*GOAL OF THE EXERCISE*
Only the lines from the one containing "1-4 Are complete" to the end of the data are wanted; print them exactly as they appear.

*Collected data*
┏━━

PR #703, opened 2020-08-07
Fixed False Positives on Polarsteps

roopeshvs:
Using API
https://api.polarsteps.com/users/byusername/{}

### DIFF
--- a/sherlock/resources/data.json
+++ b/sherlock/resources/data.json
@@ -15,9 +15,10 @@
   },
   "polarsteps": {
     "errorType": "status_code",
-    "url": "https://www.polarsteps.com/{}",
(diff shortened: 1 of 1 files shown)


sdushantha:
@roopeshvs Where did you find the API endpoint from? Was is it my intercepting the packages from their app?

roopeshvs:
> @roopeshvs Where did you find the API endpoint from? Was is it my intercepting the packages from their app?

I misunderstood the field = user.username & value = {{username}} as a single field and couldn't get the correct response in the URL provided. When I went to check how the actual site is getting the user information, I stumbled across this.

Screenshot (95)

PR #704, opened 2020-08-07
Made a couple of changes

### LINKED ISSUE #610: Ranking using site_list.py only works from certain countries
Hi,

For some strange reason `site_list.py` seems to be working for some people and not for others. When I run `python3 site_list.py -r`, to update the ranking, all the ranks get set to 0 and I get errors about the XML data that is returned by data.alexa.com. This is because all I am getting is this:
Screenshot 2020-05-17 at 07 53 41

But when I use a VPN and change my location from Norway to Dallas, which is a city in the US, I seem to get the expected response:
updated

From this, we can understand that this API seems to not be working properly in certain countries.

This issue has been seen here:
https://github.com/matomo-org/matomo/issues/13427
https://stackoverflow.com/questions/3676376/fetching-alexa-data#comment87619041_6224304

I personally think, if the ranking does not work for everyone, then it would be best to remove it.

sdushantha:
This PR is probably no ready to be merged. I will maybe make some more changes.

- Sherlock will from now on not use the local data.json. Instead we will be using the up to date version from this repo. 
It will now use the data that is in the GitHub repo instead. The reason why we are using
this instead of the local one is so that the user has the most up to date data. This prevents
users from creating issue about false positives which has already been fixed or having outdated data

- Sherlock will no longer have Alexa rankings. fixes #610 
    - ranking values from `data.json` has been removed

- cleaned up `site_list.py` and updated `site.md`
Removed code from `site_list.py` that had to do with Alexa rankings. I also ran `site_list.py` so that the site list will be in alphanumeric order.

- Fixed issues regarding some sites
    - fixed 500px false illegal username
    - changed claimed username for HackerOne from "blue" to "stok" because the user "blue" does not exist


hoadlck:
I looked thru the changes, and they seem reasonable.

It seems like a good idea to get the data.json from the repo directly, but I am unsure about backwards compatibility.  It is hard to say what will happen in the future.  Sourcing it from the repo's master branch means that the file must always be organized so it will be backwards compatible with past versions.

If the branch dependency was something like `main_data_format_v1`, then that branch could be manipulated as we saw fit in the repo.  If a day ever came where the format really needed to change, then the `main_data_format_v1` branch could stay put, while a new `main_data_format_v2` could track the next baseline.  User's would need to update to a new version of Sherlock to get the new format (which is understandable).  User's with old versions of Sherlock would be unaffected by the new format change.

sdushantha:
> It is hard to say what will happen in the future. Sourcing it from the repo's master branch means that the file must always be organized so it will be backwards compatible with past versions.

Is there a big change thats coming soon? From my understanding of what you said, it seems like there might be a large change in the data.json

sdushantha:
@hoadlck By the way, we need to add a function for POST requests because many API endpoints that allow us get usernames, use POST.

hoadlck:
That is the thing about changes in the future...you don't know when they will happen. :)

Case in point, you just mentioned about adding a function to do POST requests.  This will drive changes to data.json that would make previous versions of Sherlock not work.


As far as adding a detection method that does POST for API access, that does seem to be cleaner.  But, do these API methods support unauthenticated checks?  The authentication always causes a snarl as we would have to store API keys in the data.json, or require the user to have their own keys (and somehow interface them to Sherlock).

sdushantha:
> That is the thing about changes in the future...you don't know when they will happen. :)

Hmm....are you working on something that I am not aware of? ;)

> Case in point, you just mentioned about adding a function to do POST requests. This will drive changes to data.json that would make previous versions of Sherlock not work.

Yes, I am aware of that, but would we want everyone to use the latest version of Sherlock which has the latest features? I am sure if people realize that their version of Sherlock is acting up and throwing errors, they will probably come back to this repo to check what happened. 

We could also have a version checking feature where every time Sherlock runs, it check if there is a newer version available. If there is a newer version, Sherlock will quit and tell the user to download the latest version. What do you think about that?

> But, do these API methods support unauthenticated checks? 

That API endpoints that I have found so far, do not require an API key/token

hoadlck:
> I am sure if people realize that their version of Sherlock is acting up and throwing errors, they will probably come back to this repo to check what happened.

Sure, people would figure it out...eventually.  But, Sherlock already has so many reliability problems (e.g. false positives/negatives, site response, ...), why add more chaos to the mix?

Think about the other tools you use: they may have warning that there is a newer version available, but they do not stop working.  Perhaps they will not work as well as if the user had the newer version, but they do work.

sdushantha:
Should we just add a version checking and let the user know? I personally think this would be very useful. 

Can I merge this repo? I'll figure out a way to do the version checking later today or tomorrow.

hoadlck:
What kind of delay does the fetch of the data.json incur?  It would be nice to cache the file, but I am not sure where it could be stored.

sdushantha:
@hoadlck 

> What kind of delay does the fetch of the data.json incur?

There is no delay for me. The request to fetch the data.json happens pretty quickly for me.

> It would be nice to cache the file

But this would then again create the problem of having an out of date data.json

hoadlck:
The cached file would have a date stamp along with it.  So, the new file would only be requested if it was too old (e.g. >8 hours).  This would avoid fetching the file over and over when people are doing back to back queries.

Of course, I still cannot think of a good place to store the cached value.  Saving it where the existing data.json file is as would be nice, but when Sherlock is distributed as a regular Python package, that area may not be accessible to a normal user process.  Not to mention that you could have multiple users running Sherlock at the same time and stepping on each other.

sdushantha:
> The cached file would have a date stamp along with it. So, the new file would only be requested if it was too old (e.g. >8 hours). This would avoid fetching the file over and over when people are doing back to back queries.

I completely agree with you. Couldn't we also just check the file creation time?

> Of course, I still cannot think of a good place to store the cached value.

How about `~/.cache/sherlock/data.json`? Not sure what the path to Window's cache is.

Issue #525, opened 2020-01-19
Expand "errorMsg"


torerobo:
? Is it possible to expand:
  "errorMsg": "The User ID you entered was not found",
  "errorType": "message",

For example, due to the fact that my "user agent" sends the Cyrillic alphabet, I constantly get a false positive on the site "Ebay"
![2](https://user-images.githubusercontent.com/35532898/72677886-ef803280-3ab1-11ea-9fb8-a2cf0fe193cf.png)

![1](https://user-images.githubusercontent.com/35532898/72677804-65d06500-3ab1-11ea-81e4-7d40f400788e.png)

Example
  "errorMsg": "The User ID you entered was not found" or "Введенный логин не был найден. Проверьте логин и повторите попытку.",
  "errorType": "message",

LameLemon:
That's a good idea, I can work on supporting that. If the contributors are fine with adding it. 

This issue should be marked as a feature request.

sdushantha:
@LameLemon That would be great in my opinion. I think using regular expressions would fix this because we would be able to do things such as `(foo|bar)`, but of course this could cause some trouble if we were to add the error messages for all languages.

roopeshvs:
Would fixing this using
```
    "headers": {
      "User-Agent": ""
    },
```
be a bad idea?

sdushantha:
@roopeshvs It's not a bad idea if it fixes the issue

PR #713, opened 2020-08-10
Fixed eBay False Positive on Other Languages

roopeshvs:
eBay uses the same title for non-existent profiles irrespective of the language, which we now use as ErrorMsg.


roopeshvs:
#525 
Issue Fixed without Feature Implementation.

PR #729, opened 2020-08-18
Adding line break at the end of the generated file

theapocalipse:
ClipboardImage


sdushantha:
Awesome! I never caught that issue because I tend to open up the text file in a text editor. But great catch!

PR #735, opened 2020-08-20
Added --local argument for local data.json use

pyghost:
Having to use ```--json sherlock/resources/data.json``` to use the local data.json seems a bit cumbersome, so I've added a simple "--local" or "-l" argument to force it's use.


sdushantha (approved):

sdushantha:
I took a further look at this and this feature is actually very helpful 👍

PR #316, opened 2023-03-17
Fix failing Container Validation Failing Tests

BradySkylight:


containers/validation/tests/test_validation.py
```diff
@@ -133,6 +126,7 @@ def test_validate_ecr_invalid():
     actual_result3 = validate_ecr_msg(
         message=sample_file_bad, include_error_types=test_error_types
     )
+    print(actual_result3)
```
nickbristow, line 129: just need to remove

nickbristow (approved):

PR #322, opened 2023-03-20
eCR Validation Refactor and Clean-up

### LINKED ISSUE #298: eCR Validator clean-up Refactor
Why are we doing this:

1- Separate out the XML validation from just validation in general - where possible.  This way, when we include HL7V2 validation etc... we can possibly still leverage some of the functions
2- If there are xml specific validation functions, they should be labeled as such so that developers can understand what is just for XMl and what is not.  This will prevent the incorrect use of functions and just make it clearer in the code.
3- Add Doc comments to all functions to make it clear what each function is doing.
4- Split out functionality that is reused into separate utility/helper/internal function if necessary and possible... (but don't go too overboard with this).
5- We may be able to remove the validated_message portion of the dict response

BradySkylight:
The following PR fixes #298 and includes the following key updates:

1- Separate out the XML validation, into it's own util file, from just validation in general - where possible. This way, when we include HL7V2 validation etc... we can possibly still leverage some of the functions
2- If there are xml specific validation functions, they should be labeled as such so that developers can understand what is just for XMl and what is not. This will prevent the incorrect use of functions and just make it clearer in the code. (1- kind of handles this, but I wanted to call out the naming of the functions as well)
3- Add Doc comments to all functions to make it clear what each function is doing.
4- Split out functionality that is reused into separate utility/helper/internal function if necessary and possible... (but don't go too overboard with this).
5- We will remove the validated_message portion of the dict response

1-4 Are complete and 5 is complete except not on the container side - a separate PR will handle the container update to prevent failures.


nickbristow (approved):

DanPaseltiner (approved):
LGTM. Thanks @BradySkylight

┗━━

*RESULT BELOW*
1-4 Are complete and 5 is complete except not on the container side - a separate PR will handle the container update to prevent failures.


nickbristow (approved):

DanPaseltiner (approved):
LGTM. Thanks @BradySkylight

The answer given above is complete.